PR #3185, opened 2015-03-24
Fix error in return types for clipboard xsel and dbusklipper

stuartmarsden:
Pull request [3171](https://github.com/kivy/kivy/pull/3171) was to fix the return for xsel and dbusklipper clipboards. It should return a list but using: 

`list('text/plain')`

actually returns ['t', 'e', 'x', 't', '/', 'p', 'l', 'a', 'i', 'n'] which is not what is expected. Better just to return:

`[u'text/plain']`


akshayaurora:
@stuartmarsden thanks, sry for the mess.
++++
● EXERCISE GOAL:
Every entry, written out exactly, is what the response should contain.

● SOLUTION:
PR #3185, opened 2015-03-24
Fix error in return types for clipboard xsel and dbusklipper

stuartmarsden:
Pull request [3171](https://github.com/kivy/kivy/pull/3171) was to fix the return for xsel and dbusklipper clipboards. It should return a list but using: 

`list('text/plain')`

actually returns ['t', 'e', 'x', 't', '/', 'p', 'l', 'a', 'i', 'n'] which is not what is expected. Better just to return:

`[u'text/plain']`


akshayaurora:
@stuartmarsden thanks, sry for the mess.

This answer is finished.